TOTAL HIP REPLACEMENT IN PATIENTS WITH ACETABULAR DYSPLASIA

Abstract

Patients with hip dysplasia that are to be managed with total hip replacement constitute a special group of arthroplasty candidates. Each patient will need to be treated according to his or her anatomical pattern. The important point to remember is that dysplasia in itself is not a contraindication to cementless hip replacement. However, there are certain points that need to be taken into account in the management of this special patient population.

The surgical technique must be appropriate; in particular, cup medialisation is an important feature. The implant system used should be modular so as to permit a large number of combinations, and it also should provide cups for hard bone and cups for soft (osteoporotic) bone, as well as anti-dislocation inserts. Such a system will also allow limb length to be corrected, usually without reference to the centre of rotation of the hip joint. The primary objective is the positioning of the cup in the native bone stock at a site that will ensure optimum primary stability. If an adjunctive shelf procedure is considered necessary, any buttressing done will have to be performed after the cup itself has been stably implanted.

In our centre between 1993 and 1995, 122 were patients with dysplastic hips. One hundred and eleven of these hips were clinically and radiologically followed-up by the author. Mean follow-up was 4.1 years (range 2.1 to 6.1 years). Typically, there were more women than men: 88 cups were implanted in female patients and 23 in male patients. The average age at surgery was 53 years. The youngest patient in the series was 19 years of age and the oldest was 77. Coxa vara osteochondritica (25 cases) was treated as a separate diagnostic and management group. In 17 cases previous acetabuloplasties had been done, usually a Chiari osteotomy. In terms of severity of the dysplasia, 67 hips were Grade I, 36 were Grade II, and eight were Grade III according to Randelli.

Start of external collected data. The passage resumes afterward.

PR #142, opened 2025-05-22
Improve avro conversion and pass RelDataType through source/sinks

jogrogan:
It will be very common that deployers will actually need to know the schema of the data that they are working with.
The current K8sYamlDeployer doesn't, but other deployers will need to be involved in schema registration to the appropriate system.

This change adds the ability to load RelDataType of a source/sink dynamically via HoptimatorDriver. In practice this will cause the driver to load the same data multiple times, we likely want to improve this by caching drivers in some way such that repeated calls won't try to recreate the same connection.

This change also enhances the avro conversion capabilities from Calcite RelDataType and adds a helper method to divide fields into key and value schemas (some systems register both independently).

Also add a bunch of tests and fixed !specify and !pipeline commands which were broken with the introduction of the "pipeline" template option. Need to fill placeholders for this value or the rendering of the template will fail.

### DIFF
--- a/deploy/samples/etl-retl.yaml
+++ b/deploy/samples/etl-retl.yaml
@@ -1,0 +1,104 @@
+
+apiVersion: hoptimator.linkedin.com/v1alpha1
+kind: TableTemplate
+metadata:
+  name: kafka-source-trigger-template
+spec:
+  databases:
+  - kafka-database
+  methods:
+  - Scan
+  yaml: |
+    apiVersion: hoptimator.linkedin.com/v1alpha1
+    kind: TableTrigger
+    metadata:
+      name: {{name}}-trigger
+    spec:
+      schema: KAFKA
+      table: {{table}}
+      yaml: |
+        apiVersion: batch/v1
+        kind: Job
+        metadata:
+          name: {{name}}-job
+        spec:
+          template:
+            spec:
+              containers:
+              - name: hello
+                image: alpine/k8s:1.33.0
+                command: ["bash",  "-c", "echo {{name}}-trigger fired at `date`"]
+              restartPolicy: Never
+          backoffLimit: 4
+
+---
+
+## Simulate an upstream rETL job
+apiVersion: hoptimator.linkedin.com/v1alpha1
+kind: TableTemplate
+metadata:
+  name: kafka-source-cron-template
+spec:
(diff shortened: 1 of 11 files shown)


ryannedolan:
I get the motivation for this, but the fact that we sometimes know the schema and sometimes don't means this API is a bit janky.

There should be a way to get the RelDataType for any Source/Sink by resolving it from the catalog. Can deployers just do `HoptimatorDriver.resolve(source)` if they need to?

ryannedolan:
> > HoptimatorDriver
> 
> I believe in practice we should always know the schema.

That's good, but we're also leaking Calcite in the API now, which is a big dependency to ship around. I've been trying to limit Calcite to `hoptimator-utils` and `hoptimator-jdbc`. I'm thinking we should add `HoptimatorDriver.rowType(source)` (or something along those lines), like we do with `convert()`. Then plugins (including `Deployers`) can resolve the row type only if they need to.

Another approach would be to introduce our own `DataType` and pass that around in the API. Then `hoptimator-utils` could provide converters to/from `RelDataType`. That's probably more work than it's worth, but it would mean that our API doesn't depend on Calcite.

I've been bitten many times trying to ship Calcite around. Really would like to avoid that.

jogrogan:
> > > HoptimatorDriver
> > 
> > 
> > I believe in practice we should always know the schema.
> 
> That's good, but we're also leaking Calcite in the API now, which is a big dependency to ship around. I've been trying to limit Calcite to `hoptimator-utils` and `hoptimator-jdbc`. I'm thinking we should add `HoptimatorDriver.rowType(source)` (or something along those lines), like we do with `convert()`. Then plugins (including `Deployers`) can resolve the row type only if they need to.
> 
> Another approach would be to introduce our own `DataType` and pass that around in the API. Then `hoptimator-utils` could provide converters to/from `RelDataType`. That's probably more work than it's worth, but it would mean that our API doesn't depend on Calcite.
> 
> I've been bitten many times trying to ship Calcite around. Really would like to avoid that.

Agreed, will see if I can figure out something next week. After a quick look it doesn't seem like there is a nice way as schemas aren't stored in some singleton somewhere, they are a part of the connection/context objects that are passed around.

ryannedolan (approved):
Nice!

PR #144, opened 2025-05-29
Enable validating SqlCreateView and SqlCreateMaterializedView

nguyent8:
## Problem and Solution
Currently HoptimatorDdlExecutor only do validation in a later stage against the planned deployable objects created from validates SqlCreateView and SqlCreateMaterializedView.

The ValidationService doesn't validate create view commands directly.

This PR is to make ValidationService validate create view commands early. No validators are registered for those commands by default. They can be extended by users of hoptimator-jdbc library.

# Testing Done
Add new quidem test cases with a test validator to validating that create view commands are validated.

### DIFF
--- a/hoptimator-jdbc/src/test/java/com/linkedin/hoptimator/jdbc/TestSqlScripts.java
+++ b/hoptimator-jdbc/src/test/java/com/linkedin/hoptimator/jdbc/TestSqlScripts.java
@@ -1,6 +1,19 @@
 package com.linkedin.hoptimator.jdbc;
 
+import com.linkedin.hoptimator.Validator;
+import com.linkedin.hoptimator.ValidatorProvider;
+import java.io.IOException;
+import java.net.URL;
+import java.net.URLClassLoader;
+import java.nio.file.Files;
+import java.nio.file.Path;
+import java.util.Collection;
+import java.util.List;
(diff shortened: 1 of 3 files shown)


hoptimator-jdbc/src/test/java/com/linkedin/hoptimator/jdbc/TestSqlScripts.java
```diff
@@ -9,4 +22,72 @@ public class TestSqlScripts extends QuidemTestBase {
...
+  }
+
+  private void useTestValidators() throws IOException {
+    Path tempDir = Files.createTempDirectory("spi-test");
+    Path servicesDir = tempDir.resolve("META-INF/services");
+    Files.createDirectories(servicesDir);
+    Files.writeString(servicesDir.resolve("com.linkedin.hoptimator.ValidatorProvider"),
+        "com.linkedin.hoptimator.jdbc.TestSqlScripts$CreateViewValidatorProvider\n");
+
+    URLClassLoader cl = new URLClassLoader(new URL[]{tempDir.toUri().toURL()}, getClass().getClassLoader());
```
ryannedolan, line 70: neat!

ryannedolan (approved):
Neat!

PR #149, opened 2025-07-21
Use TableTriggers As TableTemplates With Hint-able Expressions

srnand:
## Description
- Added logic to support table triggers as table templates within the source deployer. If the provided hints match the template variables, the corresponding templates are applied.
- For templates that cannot be resolved, exceptions are caught and a warning is logged without interrupting the process.
- To enable trigger creation during pipeline deployment, a custom hint with the key "offline.table.name" must be included in the query (via RPC).
- Since Calcite currently does not support inline SQL hints for DDL statements, this functionality is limited to queries executed through RPC.

## Testing
- Verified the end-to-end flow with targeted tests to ensure triggers are correctly deployed when the appropriate hint is provided.
- Confirmed that deleting the trigger resource disables it without impacting the pipeline's state.
- Validated that dropping a materialized view also removes any associated triggers, if present.

### *Request to create a new pipeline*
<p align="mid">
Request to create a new pipeline
</p>

### *Validating TableTrigger's deployment on that same source*

Validating TableTrigger's deployment on that same source


hoptimator-k8s/src/main/java/com/linkedin/hoptimator/k8s/K8sTableTriggerDeployer.java
```diff
@@ -0,0 +1,90 @@
...
+import io.kubernetes.client.openapi.models.V1ObjectMeta;
+import io.kubernetes.client.openapi.models.V1PodSpec;
+import io.kubernetes.client.openapi.models.V1PodTemplateSpec;
+import io.kubernetes.client.util.Yaml;
+
+import java.sql.SQLException;
+import java.util.Collections;
+import java.util.Properties;
+
+class K8sTableTriggerDeployer extends K8sDeployer<V1alpha1TableTrigger, V1alpha1TableTriggerList> {
```
ryannedolan, line 18: It looks like this class doesn't do anything that a `TableTemplate` couldn't do? Can we just use a `TableTemplate`?

hoptimator-k8s/src/main/java/com/linkedin/hoptimator/k8s/K8sMaterializedViewDeployer.java
```diff
@@ -61,6 +74,15 @@ public void update() throws SQLException {
       deployers.add(pipelineDeployer);
       V1OwnerReference pipelineRef = pipelineDeployer.updateAndReference();
       K8sContext pipelineContext = viewContext.withLabel("pipeline", name).withOwner(pipelineRef);
+      // Only update a TableTrigger if there is exactly one source table and if the OFFLINE_TABLE_NAME hint is set.
+      String offlineTableName = hints.get(OFFLINE_TABLE_NAME);
+      if (view.pipeline().sources().size() == 1 && !Strings.isNullOrEmpty(offlineTableName)) {
```
ryannedolan, line 79: I guess eventually hints will work for multiple sources; e.g.:

```
create materialized view foo as
   select * from bar /*+ hint('offline.table.name'='BAR') */,
   qux /*+ hint('offline.table.name'='QUX') */
```

ryannedolan (commented):
hmm, I think maybe this logic belongs in `K8sSourceDeployer` somehow. Ideally we'd have a way to enable/disable any `TableTemplate`, rather than have logic specifically to enable/disable `TableTriggers`.

My thinking is that we need a way for `TableTemplates` to define their own required hints. Then we'd just need a `TableTemplate` for `TableTriggers`, which only applies when the `offline.table.name` hint is present.

Two ideas:

1. We add a `hints` section to `TableTemplate` CRD. In order for the template to apply, the current hints must match the values specified in `.spec.hints`.
2. We just ignore templates that have missing variables, e.g. `{{offline.table.name}}`. Rather than throw an exception ("missing variable" or whatever), we just ignore the template.

Slight preference for (2) just cuz we wouldn't need to change the CRD.

hoptimator-k8s/src/main/java/com/linkedin/hoptimator/k8s/K8sMaterializedViewDeployer.java
ryannedolan: Yeah, it will take a lot of work to get these hints working within our DDL, but it is possible. We've looked into it multiple times, but haven't prioritized it yet. In the meantime, we can enable hints on the entire connection.

hoptimator-k8s/src/main/java/com/linkedin/hoptimator/k8s/K8sSourceDeployer.java
```diff
@@ -6,34 +6,39 @@
...
+    HoptimatorConnection connection = context.connection();
     Template.Environment env =
         new Template.SimpleEnvironment()
             .with("name", name)
             .with("database", source.database())
             .with("schema", source.schema())
             .with("table", source.table())
-            .with(source.options());
+            .with(source.options())
+            .with(DeploymentService.parseHints(connection.connectionProperties()));
```
ryannedolan, line 40: neat

hoptimator
```diff
@@ -8,5 +8,5 @@ $BASEDIR/hoptimator-cli/build/install/hoptimator-cli/bin/hoptimator-cli \
   sqlline.SqlLine \
   -ac sqlline.HoptimatorAppConfig \
   --verbose \
-  -u "jdbc:hoptimator://fun=mysql" -n "" -p "" -nn "Hoptimator" $@
+  -u "jdbc:hoptimator://fun=mysql;hints=offline.table.name=ads_offline" -n "" -p "" -nn "Hoptimator" $@
```
ryannedolan, line 11: I guess we need to get hints working in the CLI somehow.

Maybe we should add a `!hint foo bar` command to the CLI that invokes `HoptimatorConnection.setHint(foo, bar)`. I think we may need to refactor how hints are passed around tho.

ryannedolan: (This is fine for now.)

ryannedolan (approved):
lgtm!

All patients were managed with our biconical threaded cup made of commercially pure titanium. In 91 cases the Standard version, designed for use in normal or in hard bone, was employed. The Porosis type of cup, with a 46% greater thread surface area, was chosen in 20 cases. Antidislocation inserts were used in two cases. Conical cups are inserted with prestress and do not therefore require additional fixation with screws or lugs. The most important instrument for the achievement of optimum implant positioning is the medialising reamer with an aggressive front-cutting action. The use of this instrument allows sufficient bony coverage to be obtained to allow fixation of the titanium cup in the host bone with a good primary stability.

The following standard radiographs were used in the analysis: (1) AP view of the operated hip and the contralateral hip; (2) AP and axial views of the operated femur; (3) monitor-controlled AP view of the cup. In 110 cases the position of the cup had not changed during the follow-up period and cranial migration was seen in one case. This case and an additional one were judged to be “at risk” since the patients were pain-free and the position of the implants had remained unchanged for the past two years. These two patients also had more than 2 mm Zone III lucencies. In both cases a superior (Zone I) sclerotic area was found to have developed postoperatively. This pattern differed from the one observed in patients with stable implants, in whom the extent of preoperative sclerosis was significantly reduced following arthroplasty. This regression of sclerosis around a stable implant suggests that the implantation of the titanium cup results in an improvement of the periacetabular stress pattern. In 84 cases there was evidence of increasing integration of the implant; in 22 cases no bony response could be detected, i.e., there was neither apposition of new bone nor loss of existing bone stock. In one case part of the rim of the titanium cup was found to have broken off superiorly. This patient has been recently revised with an exchange of the cup. At revision the cup was found to be so soundly osseointegrated to the extent that it could be removed only after being cut up with a diamond tool. None of the other patients have required revision to date, and none are scheduled for revision as a result of follow-up.